Setup OpenClaw on Fedora 43 with Podman Quadlets + Tailscale
The quirks are worth it...
Overview
OpenClaw can runs as a rootless Podman container managed by a systemd Quadlet under a dedicated openclaw user on Fedora Workstation 43. I’m running it this way on a remote server, and I wanted Tailscale access to the OpenClaw gateway dashboard.
The gateway binds to loopback only, and Tailscale Serve (running on the host) provides HTTPS access across the tailnet at https://my-device.<tailnet>.ts.net/. A wrapper script at /usr/local/bin/openclaw lets me run CLI commands without the verbose sudo/podman exec boilerplate.

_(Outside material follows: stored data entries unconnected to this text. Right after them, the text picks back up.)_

PR #649, opened 2024-10-10
Support default values for schema properties

### LINKED ISSUE #66: There is no default values for components.
The generator skips the default values for Components.Schemas. It would be nice to have a default value for the property itself and in the initializer. I made an example:

Spec example:
Screenshot 2023-06-13 at 20 22 25

Current:
Screenshot 2023-06-13 at 20 20 58

Desired:
Screenshot 2023-06-13 at 20 21 52

PARAIPAN9:
### Motivation

- Fixes #66.

### Modifications

- Update schema translations.

### Result

- Schema translations will support default values.

### Test Plan

- Run test suite. TODO - Write more tests.

### DIFF
--- a/Sources/_OpenAPIGeneratorCore/Layers/StructuredSwiftRepresentation.swift
+++ b/Sources/_OpenAPIGeneratorCore/Layers/StructuredSwiftRepresentation.swift
@@ -105,6 +105,11 @@ enum LiteralDescription: Equatable, Codable {
     /// For example `42`.
     case int(Int)
 
+    /// A double literal.
+    ///
+    /// For example `42.24`.
+    case double(Double)
+
     /// A Boolean literal.
     ///
     /// For example `true`.
--- a/Sources/_OpenAPIGeneratorCore/Renderer/TextBasedRenderer.swift
+++ b/Sources/_OpenAPIGeneratorCore/Renderer/TextBasedRenderer.swift
@@ -453,6 +453,7 @@ struct TextBasedRenderer: RendererProtocol {
                 write("\"\(string)\"")
             }
         case let .int(int): write("\(int)")
+        case let .double(double): write("\(double)")
         case let .bool(bool): write(bool ? "true" : "false")
         case .nil: write("nil")
         case .array(let items):
--- a/Sources/_OpenAPIGeneratorCore/Translator/CommonTranslations/translateAllAnyOneOf.swift
+++ b/Sources/_OpenAPIGeneratorCore/Translator/CommonTranslations/translateAllAnyOneOf.swift
@@ -73,10 +73,19 @@ extension TypesFileTranslator {
                 } else {
                     associatedDeclarations = []
                 }
+
+                var defaultValue: PropertyBlueprint.DefaultValue? = nil
+                if let schemaDefaultValue = schema.defaultValue {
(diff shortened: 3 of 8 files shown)


PARAIPAN9:
Opened it as a draft. Not sure if I addressed correctly all the schema translations. I'd appreciate your input so far.

czechboy0:
Hi @PARAIPAN9,

thanks for starting on this work! I think roughly the direction is good, but it's difficult for me to fully understand the impact of the changes on the generated code.

I wonder if we could flip it, and first just write a bunch of snippet tests (that'll fail, initially), that show what code we want generated? That's where we can discuss which defaults we want to support, and which ones we might want to hold off on for now. I'm seeing defaults for things like typealiases and arrays and I realize I'm not sure I know how _those_ should work.

Note that you might also want to add a sublist under `default` here: https://github.com/apple/swift-openapi-generator/blob/7893a6c542c9be486378011ca90e8487c8159cbf/Sources/swift-openapi-generator/Documentation.docc/Articles/Supported-OpenAPI-features.md?plain=1#L171

Write out all the schema types we support in general, and have an empty box for each of them. Then we can better track which schemas we have a plan/implementation for, and which ones don't support defaults yet.

How does that sound?

PARAIPAN9:
Sounds perfect @czechboy0!! Thank you very much for your guidance!!

PARAIPAN9:
I've created this table to show you how defaults would be generated according to the changes from this PR to give you a better undestanding. Feel free to comment.
|                | OpenAPI Document | Generated Code| Comments |
|----------------|----------------|----------------|----------------|
| **Object Schema** |objectSchemaOpenAPIDoc| objectSchemaGenerated|  ...  |
| **Array Schema** |arrayOpenAPIDoc|arrayGenerated|  ...  |
| **Primitive Schemas** | typealiasOpenAPIDoc|typealiasGenerated|  ...  |

simonjbeaumont:
The object schema defaults look sensible (default parameter for the init). 

For the other two, the static `default` property is on `Components.Schemas` which is probably wrong. How would multiple of these compose? Also, because we're generating type aliases for these, it's not even clear to me where the default _should_ go.

It wouldn't make sense, for example, to add an extension because we'd be adding an extension to e.g. `[Swift.Bool]`. Had we been generating nominal types for these, we might have been able to do it. 

What I was thinking is that we don't generate this static property but we propagate the default value from the document to the places where the type is used as a parameter. E.g. anything that was generating a parameter of this type would continue to do so, but also include a default value for that parameter. 

WDYT?

PARAIPAN9:
Yes, it makes sense. Thanks!!

czechboy0:
We already have something similar for optionality of values - they affect the call site of the type, rather than the definition of the type. So there's some precedent at least.

PARAIPAN9:
FYI: I've been busy these past couple of months, but I haven't forgotten about this PR.

jpsim:
Looking forward to this one!

simonjbeaumont:
@PARAIPAN9 just checking in on this one. Is it something you still anticipate to find time for? 🙏

PARAIPAN9:
@simonjbeaumont, yes I will find time for it and update it as soon as I can.

PARAIPAN9:
An update on this PR. I’ve tried to find time to work on it, but I haven’t been able to. I don’t want to keep it blocked, so if someone else wants to take over, please feel free to do so.

Issue #7041, opened 2019-12-09
Opening history items and bookmarks doesn't respect current mode


sblatz:
If you're in private mode and open links, they will open in normal mode. 

Reported in https://github.com/mozilla-mobile/fenix/issues/6472#issuecomment-563400287

shahsurajk:
Can i try this?

NotWoods:
Go for it!

AndiAJ:
Hi, **verified as fixed** on the latest **Nightly Build #13580607 from 12/24** using the following devices:
• Google Pixel 3a (Android 9)
• Huawei Mate 20 Lite (Android 8.1.0)
• Samsung Galaxy S7 (Android 7)
• OnePlus A3 (Android 6.0.1)
• LG Nexus 4 (Android 5.1.1)

► Video
![20191224_103442](https://user-images.githubusercontent.com/51314259/71404134-67397980-263a-11ea-8b7c-5ecf33b4f88f.gif)

PR #7311, opened 2019-12-20
For #7041 - Respect current mode when opening library items 

shahsurajk:
### Pull Request checklist

### After merge

1. click on Show All Checks,

BrowsingMode is respected in private mode, written test case around the same as well to be confident. 

Added fix for opening links via bookmarks

### DIFF
--- a/app/src/test/java/org/mozilla/fenix/library/bookmarks/BookmarkControllerTest.kt
+++ b/app/src/test/java/org/mozilla/fenix/library/bookmarks/BookmarkControllerTest.kt
@@ -107,7 +107,7 @@ class BookmarkControllerTest {
     }
 
     @Test
-    fun `handleBookmarkTapped should respect browsing mode`(){
+    fun `handleBookmarkTapped should respect browsing mode`() {
         // if in normal mode, should be in normal mode
         every { homeActivity.browsingModeManager.mode } returns BrowsingMode.Normal
 
--- a/app/src/test/java/org/mozilla/fenix/library/bookmarks/BookmarkControllerTest.kt
+++ b/app/src/test/java/org/mozilla/fenix/library/bookmarks/BookmarkControllerTest.kt
@@ -22,6 +22,7 @@ import io.mockk.verifyOrder
 import mozilla.appservices.places.BookmarkRoot
 import mozilla.components.concept.storage.BookmarkNode
 import mozilla.components.concept.storage.BookmarkNodeType
+import org.junit.Assert
 import org.junit.Before
 import org.junit.Test
 import org.mozilla.fenix.BrowserDirection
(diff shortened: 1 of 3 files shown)


app/src/test/java/org/mozilla/fenix/library/bookmarks/BookmarkControllerTest.kt
```diff
@@ -101,11 +102,25 @@ class BookmarkControllerTest {
...
         }
     }
 
+    @Test
+    fun `handleBookmarkTapped should respect browsing mode`() {
+        // if in normal mode, should be in normal mode
+        every { homeActivity.browsingModeManager.mode } returns BrowsingMode.Normal
+
+        controller.handleBookmarkTapped(item)
+        Assert.assertEquals(BrowsingMode.Normal.isPrivate, homeActivity.browsingModeManager.mode.isPrivate)
```
NotWoods: nit:
```suggestion
        assertEquals(BrowsingMode.Normal, homeActivity.browsingModeManager.mode)
```

app/src/test/java/org/mozilla/fenix/library/history/HistoryControllerTest.kt
```diff
@@ -143,4 +146,25 @@ class HistoryControllerTest {
...
     }
+
+    @Test
+    fun `openHistoryItem respects browsing mode`() {
+        val homeActivity = mockk<HomeActivity>()
+
+        every { homeActivity.browsingModeManager.mode } returns BrowsingMode.Private
+        DefaultHistoryController(
+            mockk(),
+            {
```
NotWoods: nit: it's easier to read the test if named arguments are used

app/src/test/java/org/mozilla/fenix/library/history/HistoryControllerTest.kt
```diff
@@ -143,4 +146,25 @@ class HistoryControllerTest {
...
+                homeActivity.openToBrowserAndLoad(
```
NotWoods: This test seems to just check that the lambda is called, so I think `onPressHistoryItemInNormalMode` already covers this. 

We might want to move `HistoryFragment#openItem` into the controller so you can test it, but that can be left for the future.

shahsurajk: I agree, the mechanism used for Bookmarks actually fits this. 

Regarding the redundant check, do you think it would be good to remove the `openToBrowserAndLoad` method?  Cause the original intent of the test is to prove that if a new tab is opened from history, then the browsing mode is not changed.

app/src/test/java/org/mozilla/fenix/library/bookmarks/BookmarkControllerTest.kt
shahsurajk: yeah, this just seems so obvious, no clue why i consumed the `isPrivate` thing

app/src/test/java/org/mozilla/fenix/library/history/HistoryControllerTest.kt
NotWoods: We should remove the method, unless you feel like moving `openItem` to the controller (like Bookmarks). 

If you decide to move `openItem` then this is a good test to keep, otherwise you're really only testing the mock instead of the controller.

shahsurajk: Yes. Make sense. It does actually look like I'm testing the mock! Will remove this.

shahsurajk: Fixed. Sorry for resolving the conversation before actually pushing a commit. I realized later.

Quirks I encountered, and fixes
1. SELinux blocking container access to mounted volumes
The container couldn’t read its own config files. The setup wizard and gateway both failed with EACCES errors:
Failed to read config at /home/node/.openclaw/openclaw.json Error: EACCES: permission denied, open '/home/node/.openclaw/openclaw.json'
at Object.readFileSync (node:fs:440:20)
at Object.loadConfig (file:///app/dist/model-selection-DzQRvJ4C.js:10141:24)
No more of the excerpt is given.